=== Section Start ===
PR #2501, opened 2021-12-17
small stack yaml updates to ease maintenance

simonmichael:
As discussed in chat.

<a href="https://gitpod.io/#https://github.com/haskell/haskell-language-server/pull/2501"></a>

### DIFF
--- a/install/stack.yaml
+++ b/install/stack.yaml
@@ -1,13 +1,14 @@
-resolver: lts-14.27 # Last 8.6.5 
+# keep synced with ../stack.yaml to minimise rebuilding
+resolver: lts-18.18
 
 packages:
   - .
 
-extra-deps:
-  - cabal-install-parsers-0.3.0.1
-  - Cabal-3.2.0.0
-  - binary-instances-1.0.0.1
-  - lukko-0.1.1.2
+# extra-deps:
+#   - cabal-install-parsers-0.3.0.1
+#   - Cabal-3.2.0.0
+#   - binary-instances-1.0.0.1
+#   - lukko-0.1.1.2
 
 flags:
   hls-install:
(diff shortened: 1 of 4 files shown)


install/stack.yaml
```diff
@@ -1,13 +1,14 @@
...
 
 packages:
   - .
 
-extra-deps:
-  - cabal-install-parsers-0.3.0.1
-  - Cabal-3.2.0.0
-  - binary-instances-1.0.0.1
-  - lukko-0.1.1.2
+# extra-deps:
```
jneira, line 7: that should be uncommented i guess

jneira (commented):
minor but useful changes, specially comments, thanks!

install/stack.yaml
simonmichael: Replying again: 

- `extra-deps:` is commented because it can't be empty, and left in place because it's often needed in future
- I left the individual extra deps there also commented, for now, in case they are needed after all in the near future. Can remove them if you prefer.

jneira: but lukko f.e. was not in stackage when we did that stack.yaml, does it work without extra-deps?

Anton-Latukha:
Great work. Thank you @simonmichael.

Anton-Latukha (approved):

install/stack.yaml
Anton-Latukha: In the past I had to go to Stackage team & requested a `hnix-store-core` package removal. It managed to be submitted by someone into Nightly & from there straight into LTS. In one merge window.

I would thunk the continuation, because knowledge is obtained - it is possible to leap from Hackage to Stackage LTS in 1 Stackage LTS merge window.

So: https://www.stackage.org/package/lukko

Also CircleCi is happy with this PR.

---

Seems resolved.

jneira: I am afraid that circleci is not testing the install script so I am not sure at 100% it is working, will try myself if the author does not confirm it before

PR #2502, opened 2021-12-17
Ignore stack.yamls in test cabal workflow

jneira:


Anton-Latukha (approved):
Reasonable to do.

Ailrun (approved):
Awesome, thanks :)

PR #2497, opened 2021-12-17
Revert "Send unhandled exceptions to the user (#2484)"

jneira:
* This reverts commit 0211f75c96402dda53be69473714134244763d95.
* That commit causes ghcide tests in windows hangs for all ghcs
* The test suite was marked incorrectly as ok due a bug in the workflows (fixed with #2493)
* See #2484 for more details

<a href="https://gitpod.io/#https://github.com/haskell/haskell-language-server/pull/2497"></a>

PR #2504, opened 2021-12-18
Unhandled exceptions fixed

pepeiborra:
Revert of #2497 

<a href="https://gitpod.io/#https://github.com/haskell/haskell-language-server/pull/2504"></a>

### DIFF
--- a/ghcide/src/Development/IDE/Core/Rules.hs
+++ b/ghcide/src/Development/IDE/Core/Rules.hs
@@ -150,9 +150,6 @@ import           Ide.Types                                    (DynFlagsModificat
                                                                PluginId)
 import Control.Concurrent.STM.Stats (atomically)
 import Language.LSP.Server (LspT)
-import System.Environment (getExecutablePath)
-import System.Process.Extra (readProcessWithExitCode)
-import Text.Read (readMaybe)
 import System.Info.Extra (isMac)
 import HIE.Bios.Ghc.Gap (hostIsDynamic)
 
--- a/ghcide/src/Development/IDE/Core/Shake.hs
+++ b/ghcide/src/Development/IDE/Core/Shake.hs
@@ -154,7 +154,7 @@ import           Data.Aeson                             (toJSON)
 import qualified Data.ByteString.Char8                  as BS8
 import           Data.Coerce                            (coerce)
 import           Data.Default
-import           Data.Foldable                          (toList)
+import           Data.Foldable                          (for_, toList)
 import           Data.HashSet                           (HashSet)
 import qualified Data.HashSet                           as HSet
 import           Data.String                            (fromString)
@@ -589,10 +589,11 @@ shakeSessionInit ide@IdeState{..} = do
     logDebug (ideLogger ide) "Shake session initialized"
 
 shakeShut :: IdeState -> IO ()
-shakeShut IdeState{..} = withMVar shakeSession $ \runner -> do
+shakeShut IdeState{..} = do
+    runner <- tryReadMVar shakeSession
     -- Shake gets unhappy if you try to close when there is a running
     -- request so we first abort that.
-    void $ cancelShakeSession runner
+    for_ runner cancelShakeSession
     void $ shakeDatabaseProfile shakeDb
     shakeClose
     progressStop $ progress shakeExtras
--- a/ghcide/src/Development/IDE/Core/Shake.hs
+++ b/ghcide/src/Development/IDE/Core/Shake.hs
@@ -583,9 +583,10 @@ startTelemetry db extras@ShakeExtras{..}
 
 -- | Must be called in the 'Initialized' handler and only once
 shakeSessionInit :: IdeState -> IO ()
-shakeSessionInit IdeState{..} = do
+shakeSessionInit ide@IdeState{..} = do
     initSession <- newSession shakeExtras shakeDb [] "shakeSessionInit"
     putMVar shakeSession initSession
+    logDebug (ideLogger ide) "Shake session initialized"
 
 shakeShut :: IdeState -> IO ()
 shakeShut IdeState{..} = withMVar shakeSession $ \runner -> do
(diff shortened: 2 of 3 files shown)


jneira:
I hope 65fa86c could be the good one.
I've reproduced the hang locally, i guess you already have took a look to the logs, mine locally are:

<details> <summary>local logs</summary>

```
OK (17.49s)
  initialize response capabilities
       text doc sync:                                                                                     --> {
    "method": "initialize",
    "params": {
        "processId": 8660,
        "trace": "off",
        "capabilities": {
 
        },
        "clientInfo": {
            "name": "lsp-test",
            "version": "0.14.0.1"
        },
        "rootUri": "file:///C:/TEMP/extra-dir-701178746171",
        "rootPath": "C:\\TEMP\\extra-dir-701178746171"
    },
    "jsonrpc": "2.0",
    "id": 0
}
ghcide version: 1.5.0.1 (GHC: 8.10) (PATH: D:\hls\dist-newstyle\build\x86_64-windows\ghc-8.10.7\ghcide-1.5.0.1\x\ghcide\build\ghcide\ghcide.exe) (GIT hash: 5cc51de6e13ad8b60cb4eb238951de5b44893696)
 [Info] Starting LSP server...
[Info] If you are seeing this in a terminal, you probably should have run WITHOUT the --lsp option!
[Info] Started LSP server in 0.01s
[Debug] setInitialDynFlags cradle: Cradle {cradleRootDir = "C:\\TEMP\\extra-dir-701178746171", cradleOptsProg = CradleAction: Default}
[Debug] runSubset: True
[Debug] Initializing exports map from hiedb
[Info] Registering ide configuration: IdeConfiguration {workspaceFolders = fromList [NormalizedUri (-6299900041106719098) "file:///C:/TEMP/extra-dir-701178746171"], clientSettings = hashed Nothing}
<-- {
    "result": {
        "capabilities": { ...
        }
    },
    "jsonrpc": "2.0",
    "id": 0
}
--> {
    "method": "initialized",
    "params": {},
    "jsonrpc": "2.0"
}
--> {
    "method": "workspace/didChangeConfiguration",
    "params": {
        "settings": {
            "haskell": {
                "checkParents": "CheckOnSave",
                "checkProject": false,
                "maxCompletions": 40,
                "formattingProvider": "ormolu",
                "plugin": {}
            }
        }
    },
    "jsonrpc": "2.0"
}
--> {
    "method": "shutdown",
    "params": null,
    "jsonrpc": "2.0",
    "id": 0
}
[Debug] Received shutdown message
```

</details>

I've generated a dump of the ghcide process in case it could help to trace the issue.

pepeiborra:
> Thanks for working on this, let me know if i can help in any way

Do you know why build caching is not working in CI? All the Windows builds are rebuilding the whole cabal database and taking >1h.

jneira:
hmm, now the cache is populated in the caching workflow for the master branch. That cache is propagated to all prs.
However last caching workflow is failing for all oss:

F.e. https://github.com/haskell/haskell-language-server/runs/4571064676

```
src\Language\Haskell\Brittany\Internal\Prelude.hs:17:1: error:

Error:     Could not find module ‘RdrName’
   |
17 | import RdrName                        as E ( RdrName )
   | ^^^^^^^^^^^^^^^^^^^^^^^^^^^^^^^^^^^^^^^^^^^^^^^^^^^^^^
```

That workflow is configured to not fail in any case, to make available the cache even partially. This pr is using that caching workflow with key (for win+ghc-9.0.1): `compiled-deps-Windows-9.0.1-2021-11-29T12-30-07Z-0c0e51e7952f2bb6f6a68b93790dcd1c9321c830a6ec4745f9abf8bda0b5994c`

Those error could be related with the fact he cache is not working . //cc @Anton-Latukha 
I guess we should have a way to know caching is failing, to fix it asap.

As the rest of os's but windows gets built at least once in the pr, the cache is being populated for them. But windows are not stored the cache precisely cause they are failing.
We should separate the build of the executable from the tests in two jobs, storing the cache if the build is succesful even if tests are not.

I was planning such separation which also could allow us use the alpine executable for benchs and tests easily. It will make bench, test and build have a common job which could be extracted: build the executables.

jneira:
> As the rest of os's but windows are getting built at least once in the pr, the cache is being populated for them. But windows ones are not stored the cache precisely cause they are failing.

hmm in the first run of this pr the cache for linux already worked 🤔

jneira:
hmm i think i find out a possible cause, i have to investigate a little bit more though

Anton-Latukha:
In response to:
https://github.com/haskell/haskell-language-server/pull/2504#issuecomment-997289195

tl; dr: It works as intended. `caching` builds all which is possible (& some GHC 9.0 do fail & failed at the time of creation of workflow), while agenda of caching is to cache & share as much cache of the current state & that means being fault-tolerant to `hls` build result.

The caching is made to cache all deps that were able to get built & it is specifically made project build result tolerant. Because caching workflows is not to check the builds, but to create & share as much relevant cache as possible, so for example a PR that fixes some build errors in the project - builds & merges faster because cache is present. Fault tolerance also has another good property, not all HLS GHC targets (plugins, their tests & bench deps included) are able to build with GHC 9.0, but fault tolerance to that allows to not manage targets for the workflow, while all the same time all that can get cached - gets cached. So yes, GHC 9.0 you linked to - would fail until all GHC 9.0 targets compile successfully (& that is not what caching should check or worry about). And notice that all other GHC versions & according to platform builds - build all targets successfully.

jneira:
> In fact i cant find a recent run where the cache was working fow windows. hmm i think i find out a possible cause, i have to investigate a little bit more though

https://github.com/haskell/haskell-language-server/pull/2507

//cc @Anton-Latukha

jneira:
> tl; dr: It works as intended. caching builds all which is possible (& some targets in GHC 9.0 do fail & failed at the time of the creation of workflow). The agenda of caching is to cache & share as much cache of the current state & that means being fault-tolerant to hls build result.

Yeah you are right and the windows problem is not related at all with
However i would prefer to keep the caching workflow not failing, without losing the fault tolerance.
Cause its cache will not be as good: if the caching run fails in half of the build it only will cache half of the dependencies, and not failing pr's using it will have to build the other half.
So i would like to have a way to know the caching workflow is failing. And i would prefer to lose the cache, be aware of the fail and fix it asap than having a incomplete cache for several days.

Anton-Latukha:
It is not directly related to the PR topic.

Lets talk about it separately. I would fold these.

PR #2505, opened 2021-12-18
Fix tracing of recordDirtyKeys

pepeiborra:
I misunderstood how [`OpenTelemetry.Eventlog.addEvent`](https://hackage.haskell.org/package/opentelemetry-0.7.0/docs/OpenTelemetry-Eventlog.html#v:addEvent) works, which is not totally surprising since there are no docs.

But it looks like, judging by other call sites, that the event goes in the second argument and the first argument is always "":

https://github.com/haskell/haskell-language-server/blob/779439876855872c523088e400526c6f1807bca2/ghcide/src/Development/IDE/Core/Tracing.hs#L123

<a href="https://gitpod.io/#https://github.com/haskell/haskell-language-server/pull/2505"></a>


Anton-Latukha (approved):
`""` argument leads to: https://hackage.haskell.org/package/opentelemetry-0.7.0/docs/src/OpenTelemetry.Eventlog_Internal.html#local-6989586621679057309
It is `k` there.

So it is a prefix/part of the message monoid.

There are is a minor cleaned-up detail (`withEventTrace :: ` no longer needs CPP), but that is a refactoring detail.

Seems trivial enough to be approved by me.

PR #2506, opened 2021-12-18
CI: caching: add early termination & run check on schedule

Anton-Latukha:
This PR allows to forget about cache pool exhaustion through internal branches.

Despite `caching` workflow runs on `master` only, GitHub caching is designed such that every workflow run that uses the cache `(test, bench)` can also save cache into the pool of own git repo. Which means the changes to the project configuration files inside PRs would produce caches for PR, which when there is enough internal branches PRs activity would push `master` cache out of the 10G FIFO pool because GitHub removes from the pool by the creation time. While PR caches that would stay - have a sharing & access scope limited to the PRs they are built for.

Screenshot-2021-12-18-22:36:49

Removal of the `master` cache out of the pool means that cache that was shared for all PRs - no longer there, which `⇒ ∀` PRs to build & save their own cache - which creates the pool exhaustion & congestion problem.

For example: in #2502 https://github.com/haskell/haskell-language-server/runs/4571293708?check_suite_focus=true we see that master cache got pushed-out & see this situation.

*afaik* there is no way (documented one or more KISS/elegant one) to prioritize main branch cache better.

<a href="https://gitpod.io/#https://github.com/haskell/haskell-language-server/pull/2506"></a>

### DIFF
--- a/.github/workflows/caching.yml
+++ b/.github/workflows/caching.yml
@@ -30,6 +30,18 @@ on:
   push:
     branches:
       - master
+  schedule:
+    # Refresh snapshot every (02+8*x):25 UTC
+    # When cache is present it is a light check workflow with early termination.
+    # When primary cache is not hit - runs the cache generation.
+    # Why: GitHub repo has 10G pool & on overflow GitHub removes caches in FIFO manner.
+    # When internal branche PRs save into the same pool -
+    #   their cache is accessible only inside of the scope of the PR.
+    # If main cache is forced out - there are no cache shared between PRs,
+    #   which implies all PRs would start to create & save their cache.
+    # Reinstitution of the main chache puts it back into FIFO
+    #   & so it gets shared across all PRs.
+    - cron: "25 2/8 * * *"
 
 env:
   cabalBuild: "v2-build all --enable-tests --enable-benchmarks"
--- a/.github/workflows/caching.yml
+++ b/.github/workflows/caching.yml
@@ -130,6 +130,7 @@ jobs:
           restore-keys: ${{ env.cache-name }}-
 
       - name: Compiled deps cache
+        id: compiled-deps
         uses: actions/cache@v2
         env:
           cache-name: compiled-deps
@@ -141,9 +142,12 @@ jobs:
                 ${{ env.cache-name }}-${{ runner.os }}-${{ matrix.ghc }}-
                 ${{ env.cache-name }}-${{ runner.os }}-
 
-      - run: cabal update
+      - if: (! steps.compiled-deps.outputs.cache-hit)
+        run: |
+          cabal update
 
-      - name: Download all sources
+      - if: (! steps.compiled-deps.outputs.cache-hit)
+        name: Download all sources
         run: |
           cabal $cabalBuild --only-download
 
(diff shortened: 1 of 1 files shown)


jneira:
And what about if we use a double key: one for master and other for pr's and make pr's use their own and master as recovery key?
That way master cache will not be pushed out by prs. Taking in account pr's cache from forks are not taking our limit...

Anton-Latukha:
No, that is not how GitHub caching works.

What got suggested is to revert into old solution, which not accounts for how GitHub CI caching works.

Despite of having any number of name spaces - all of them are counted into a 1 repo pool.

Briefly: 10G pool is given for every repo. HLS repo has 10G pool, every separate fork has 10G pool. Pools are FIFO. The newest cache saves push out the oldest ones. Regardless how caches or keys, or any configuration of them is made or named. GitHub does not provide other way of how caches get trimmed - it is just FIFO done by GitHub.

Every forks has 10G pool. But also is able to use `master` cache.

jneira:
Ok that makes sense (again). 
The run you have linked as example is a windows one, but in that workflow the ubuntu builds are very fast (f.e. https://github.com/haskell/haskell-language-server/runs/4571293606?check_suite_focus=true). 
So it seems it is affecting only windows. And windows seems to not use the cache since long time ago.
Not sure if that fits the hypothesis of the lose of master cache as the cause.

Anton-Latukha:
Yep. I became aware of the Windows caching problem & its cache somehow does not work properly. I think it is better to devote attention to it in https://github.com/haskell/haskell-language-server/pull/2507

Anton-Latukha:
Early termination is seen in: https://github.com/haskell/haskell-language-server/actions/runs/1598559261

Now removing the WIP PR hook.

Anton-Latukha:
Added skipping of `{caching, test, bench}` to `{caching, test, bench, nix}`. To give a fast CI development cycle. Ironically, because providing the skip also changed all those configurations - they all need a rebuild check. It would work for further commits/CI development of those workflows.

Anton-Latukha:
The result now was: https://github.com/haskell/haskell-language-server/runs/4574676469?check_suite_focus=true

Well, there are doc post-fixes. Not we are able to check how workflow skipping works. Because I upload changes to docs in `caching` - CI should skip `{test, bench, nix}` builds.

Anton-Latukha:
Hmmm: I do not understand why skipping does not work. https://github.com/haskell/haskell-language-server/runs/4575267862?check_suite_focus=true

Anywaay... nice idea. Since I do not know enough how it works & it is not the scope of the PR - opening a report #2510 & reverting that feature here.

jneira (approved):
great analysis and a pragmatic solution, thanks!

Anton-Latukha:
Yep. 3 checks a day may seem excessive. Until some hackathon 8), or community growth.

Thank you 8)

Anton-Latukha:
Restarted the checks to see the caching at work.

We shortened the CI cycle by 50 minutes: https://github.com/haskell/haskell-language-server/runs/4591646270?check_suite_focus=true :cyclone: :partying_face:

jneira:
really great news, love to see again a windows build of 6 min

Anton-Latukha:
Yes, >2 hours were very painful pace.
1:15 is much tolerable (this time feel very tolerable to me), now the person knows that basically in an hour testing would be done.

Would've been great to sneak favors from GitHub :wink:.

jneira:
> Would've been great to sneak favors from GitHub wink.

I am on it :smile:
=== Section End ===
__Aim of the task__: Among the entries above, find the line with "Anywaay... nice idea." and the line with "Yes, >2 hours were very painful pace."; give again exactly these two lines and all lines between them.

__Solved exercise__:
Anywaay... nice idea. Since I do not know enough how it works & it is not the scope of the PR - opening a report #2510 & reverting that feature here.

jneira (approved):
great analysis and a pragmatic solution, thanks!

Anton-Latukha:
Yep. 3 checks a day may seem excessive. Until some hackathon 8), or community growth.

Thank you 8)

Anton-Latukha:
Restarted the checks to see the caching at work.

We shortened the CI cycle by 50 minutes: https://github.com/haskell/haskell-language-server/runs/4591646270?check_suite_focus=true :cyclone: :partying_face:

jneira:
really great news, love to see again a windows build of 6 min

Anton-Latukha:
Yes, >2 hours were very painful pace.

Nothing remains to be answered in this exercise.